If you're already upside down in it, you may want to consider not throwing away good money after bad...

Perhaps you can offer it up for parts and recoup some the backwards money...

My previous '92 GMC K1500 had a rotted frame issue but hadn't broken yet...a welder guy I know wanted $500 to fix it in his shop...he was providing all the materials & time...that was outside my budget at the time (basically i had no budget !)...so I ended up parking the truck until summertime, then bought a small arc welder, scrounged around the businesses in the local industrial park for some left over steel scrap (found some really nice 3/16" plate) and proceeded to fix it myself over a period of about a month when it was nice outside...did a damn good job too !

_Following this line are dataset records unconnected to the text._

PR #985, opened 2025-05-19
feat(encryption): relaxed replica scheduling during pool migration

dsharma-dc:
This change handles the new option prefer-encrypted-pools enabled via helm chart. Once migration activity is finished, the option MUST be disabled from the helm chart.

### DIFF
--- a/control-plane/agents/src/bin/core/controller/registry.rs
+++ b/control-plane/agents/src/bin/core/controller/registry.rs
@@ -116,6 +116,8 @@ pub(crate) struct RegistryInner<S: Store> {
     etcd_max_page_size: i64,
     /// Allow pool creation using non-persistent devlinks.
     allow_non_persistent_devlinks: bool,
+    /// Prefer encrypted pools for volume replicas.
+    encrypted_pools_soft_scheduling: bool,
 }
 
 impl Registry {
@@ -143,6 +145,7 @@ impl Registry {
         etcd_max_page_size: i64,
         no_volume_health: bool,
         allow_non_persistent_devlinks: bool,
+        encrypted_pools_soft_scheduling: bool,
     ) -> Result<Self, SvcError> {
         let store_endpoint = Self::format_store_endpoint(&store_url);
         tracing::info!("Connecting to persistent store at {}", store_endpoint);
@@ -203,6 +206,7 @@ impl Registry {
                 ha_disabled: ha_enabled,
                 etcd_max_page_size,
                 allow_non_persistent_devlinks,
+                encrypted_pools_soft_scheduling,
             }),
         };
         registry.init().await?;
@@ -352,6 +356,11 @@ impl Registry {
         if let Some(h) = self.health() {
             h.retain(retain)
         }
+    }
+    /// If we should enforce encrypted pool requirement softly, i.e. if encrypted pool not
+    /// found, go ahead with non-encrypted one.
+    pub(crate) fn encryption_preference_soft(&self) -> bool {
+        self.encrypted_pools_soft_scheduling
     }
 
     /// Serialized write to the persistent store.
--- a/control-plane/agents/src/bin/core/controller/scheduling/volume_policy/pool.rs
+++ b/control-plane/agents/src/bin/core/controller/scheduling/volume_policy/pool.rs
@@ -56,7 +56,11 @@ impl PoolBaseFilters {
     }
     /// Should only attempt to use encrypted pools.
     pub(crate) fn encrypted(request: &GetSuitablePoolsContext, item: &PoolItem) -> bool {
-        request.encrypted() == item.pool.encrypted
+        let use_this = request.encrypted() == item.pool.encrypted;
+        if !use_this && request.encrypted() && request.registry().encryption_preference_soft() {
+            return !use_this;
+        }
+        use_this
     }
     /// Return true if the pool has enough capacity to resize the replica by the requested
     /// value.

Good Luck with your situation !


----------



## wiseguy479 (Jan 5, 2010)

I have a shop with a couple welders but i am new at welding. I thought i would try to clean and weld the crackes and put some gussets on it. Its bad on the drivers side behind the front wheel where the frame bends down to go back to the back of the truck. But new at welding i dont no how to set the heat on the welder. Paid $3,500 for the truck and western pro plow. Spent $600 in parts and need to spend another $600 in parts. But i keep telling myself i will get it back plowing next winter iam just starting out on my own.


----------



## 87chevy (Mar 11, 2009)

Just experiment. Find some old metal and start welding. You'll pick it up fast


----------



## Banksy (Aug 31, 2005)

If you do "fix" it, please don't drive near me or my family. Being upside down on it means you probably have a loan on it and that's a whole other issue to have with a 21 year old truck. The truck is done man, sorry.


----------



## wiseguy479 (Jan 5, 2010)

No i dont have a loan i pay cash for everything you can do that when you have money those that go a borrowing go a sorrowing. I am pretty good at whatever i do thats how i made it in business 26yrs.


----------



## Banksy (Aug 31, 2005)

That's good! I was worried you actually had a loan on this truck. I wouldn't waste the time and energy to fix it. Go find the same truck with a blown motor for a few hundred bucks and swap stuff.


----------



## exmark1 (Nov 30, 2005)

Banksy;1010170 said:


> If you do "fix" it, please don't drive near me or my family. Being upside down on it means you probably have a loan on it and that's a whole other issue to have with a 21 year old truck. The truck is done man, sorry.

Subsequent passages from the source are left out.